_EXERCISE_
Go through the listing and copy each line that has the string "good" in it.
★ ★ ★ ★ ★
Issue #2527, opened 2016-04-27
When page URLs change, the old URL should be automatically invalidated by the frontendcache module


kaedroho:
When the [frontendcache](http://docs.wagtail.io/en/v1.4.3/reference/contrib/frontendcache.html) 
is enabled. It will automatically invalidate pages when they are published and unpublished.

But when a page's URL is changed (either by moving or changing the slug), it currently doesn't invalidate the previous URL, which could leave old content being served at those URLs.

This is only really a problem for those who use very long cache TTLs for regular pages, but would be nice if we can solve this for everyone in [frontendcache](http://docs.wagtail.io/en/v1.4.3/reference/contrib/frontendcache.html).

lboaretto:
Complementing. It would be interesting to use "Redirects" lib to redirect the OLD url to NEW, after changes.

jschroeter:
@lboaretto Automatic redirects after moving/renaming pages would be awesome, we're also missing this right now. Probably this is another feature. Maybe this could be solved by automatically creating redirect entries after a slug has changed - but we believe it would be better to maintain when a page could just have more than one URL in addition to the current separate Redirects. Of course one canonical URL and multiple additional URLs which will redirect (e.g. similar to [Concrete5](https://www.concrete5.org/files/4813/4012/4237/pageproperties-path.png)).

lboaretto:
@jschroeter very good! your idea is perfect. Similar to https://github.com/saulshanabrook/django-url-tracker I believe...

gasman:
I'd suggest creating a new issue about the proposed redirect behaviour - that's not really what the current issue is about :-)

negletios:
I am also having a similar problem with Redirects. I think its a good feature to add some extra post_save and post_delete signals for the Redirect model. 

It makes sense to me that Redirects should be under the same "cache update logic" with Pages.

What do you think?

th3hamm0r:
Just stumbled over this during a search for something else: this should now be easy with the "page_slug_changed"-signal, which was introduced with #7827.

PR #2543, opened 2016-04-29
Feature/frontendcache 2527

vincentaudebert:
Fixing #2527 
Cache is purged when slug is changed or when page is moved.

### DIFF
--- a/wagtail/contrib/wagtailfrontendcache/signal_handlers.py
★ ★ ★ ★ ★
_ANSWER FOR THE TASK_
@jschroeter very good! your idea is perfect. Similar to https://github.com/saulshanabrook/django-url-tracker I believe...
I am also having a similar problem with Redirects. I think its a good feature to add some extra post_save and post_delete signals for the Redirect model. 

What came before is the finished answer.